Я не собирался ему объяснять: «Пусть думает как хочет».
Он поинтересовался:
– И и дорого обошлись наркотики?
Что я мог ответить? «Не покупал, угостили».
Неожиданно я обнаружил, что сижу как раз на месте, на которое мне и посоветовала сесть та старая ведьма, покосившаяся дверь перегородки касалась моей левой руки. Я пересчитал заключенных, исключая меня, их было тринадцать, у некоторых в ногах лежал чемодан, у некоторых – сумка.
– Боже милостивый! – вырвалось у меня. Не знаю, чего было больше в те минуты – радости или удивления. За перегородкой, у двери в фургон, солдаты пили водку, спиртной дух просачивался через щели, достигал меня и щекотал ноздри.

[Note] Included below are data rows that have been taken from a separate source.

PR #3133, opened 2025-07-13
fixed: CPCollectionview displayed an erroneous offset before the first row of content

### LINKED ISSUE #2483: CPCollectionView adds an extra separator before index 0
The height of the collection view is calculated using:

`    height = MAX(height, numberOfRows * (_minItemSize.height + _verticalMargin));
`

and the layout is done using:

`    [displayItems enumerateObjectsUsingBlock:function(item, idx, stop)
    {
        var view = [item view];

        if (idx >= displayCount)
        {
            [view setFrameOrigin:CGPointMake(-anItemSize.width, -anItemSize.height)];
            return;
        }

        if (idx % numberOfColumns == 0)
        {
            x = _horizontalMargin;
            y += _verticalMargin + anItemSize.height;
        }

        [view setFrameOrigin:CGPointMake(x, y)];
        [view setFrameSize:anItemSize];

        x += anItemSize.width + _horizontalMargin;
    }];
`

... which means there's always an offset of _verticalMargin before the first item in the scrollbar. I was calculating my required height as (height of row * num rows) + (height of margin * num rows - 1) and it was always slightly off (by 5 pixels, since that's the default separation).

The 'idx % numberOfColumns' part probably needs a check for (idx != 0) for the addition of _verticalMargin and the overall height then needs to take into account the lack of an initial separator offset.

I've only looked at 1-item-per-row collection views, but if you have multiple items per row, the 'x +=' line should probably be suitably modified as well.

daboe01:
fixes #2483

### DIFF
--- a/AppKit/CPCollectionView.j
+++ b/AppKit/CPCollectionView.j
@@ -566,14 +566,14 @@ var HORIZONTAL_MARGIN = 2;
 
 - (void)_computeGridWithSize:(CGSize)aSuperviewSize count:(Function)countRef
 {
-    var width               = aSuperviewSize.width,
-        height              = aSuperviewSize.height,
-        itemSize            = CGSizeMakeCopy(_minItemSize),
-        maxItemSizeWidth    = _maxItemSize.width,
-        maxItemSizeHeight   = _maxItemSize.height,
-        itemsCount          = [_items count],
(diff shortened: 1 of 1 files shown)


daboe01:
just tested this, works like a charm.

Машина была старая, мотор глох при переключении скоростей, тогда прикрепленная к потолку лампочка начинала мерцать, потом вдруг мотор надрывно мычал, продолжал хриплым кудахтаньем, и накал в лампе прибавлялся. Мы ехали по замерзшему озеру, областной центр был на другом берегу. Я уже упоминал, что озеро называлось Белым и было, как говорили, восемьдесят километров в длину.
Когда я закурил во второй раз, двигатель отказал совсем, и мы остановились. В фургоне стало темно, некоторое время водитель возился со стартером, но ничего не вышло, и он бросил. Потом он долго пытался завести машину ручным ключом зажигания, наконец мотор закашлял. Кашель снова перешел в хриплое кудахтанье, и в фургоне зажегся свет. Мы ехали всего пятнадцать минут и опять остановились. Послышался мат и хлопанье дверцы кабины. Двое спорили между собой, слов было не разобрать. Затем долго было слышно лязганье ручного ключа, наконец мотор захрипел, свет зажегся, и мы поехали. Заключенным торопиться было некуда, сидели отупело, только я был напряжен.
Мы проехали километров десять и опять остановились. Было темно, но я почему-то зажмурился, сердце колотилось. Спустя две минуты снаружи вдоль стенки послышались шаги в направлении входной двери фургона, дверь открылась, и кто-то детским писклявым голосом сказал солдатам:
– Пошли, поможете.
Солдаты были пьяны.
– Это дело водителя, – сейчас уже слова можно было хорошо различить.
– Он руку растянул, еле баранку крутит.
– Это не наше дело.
– В тот раз я завел.
– Пусть зэки заводят, – предложил кто-то из солдат.
– Не выйдет, – опять ответил тот, у кого был тонкий ребячий голос, – это нарушение распорядка.
– Согласно распорядку эта машина должна быть на ходу.
Тут продолжил другой:
– А она на ходу?
– Пошел ты… – выматерился один из солдат.
– Если застрянем, замерзнем, и еды нет.
– Не станем заводить.
– Почему?
– Дело принципа.
Ответа не последовало.
– Пусть они заводят, мать их… Какой еще распорядок, – сказал тот же солдат, который первым это предложил.
Открылась внутренняя дверь в перегородке, и за головами солдат я увидел худое детское лицо лейтенанта, наверное, лет двадцати пяти. За ним было белое пространство, на нем – длинная шинель, на поясе кобура с пистолетом. Один из солдат просунул голову в дверь в перегородке и приказал сидящему напротив меня заключенному:
– А ну, двигай сюда.
Тот не двинулся с места.
– Уши заложило?
– Я инвалид, – послышалось в ответ, – нету у меня сил.
Солдат выматерил его, и зэк не остался в долгу, а затем поднял брюки и обнажил протез, у него не было ноги. Солдат повернулся и теперь приказывал мне:
– Вставай! – Я отодвинул в сторону подаренную азербайджанцем сумку, приподнялся и послушно протянул руки. Солдат быстро открыл наручники маленьким ключом. Когда я вышел из фургона, лейтенант взглянул на меня, подумал и сказал:
– Этот особо опасный.
– Куда он уйдет?! – засмеялся солдат.
– Пополам перережу, – выдвинул плечо вперед второй, на плече висел автомат.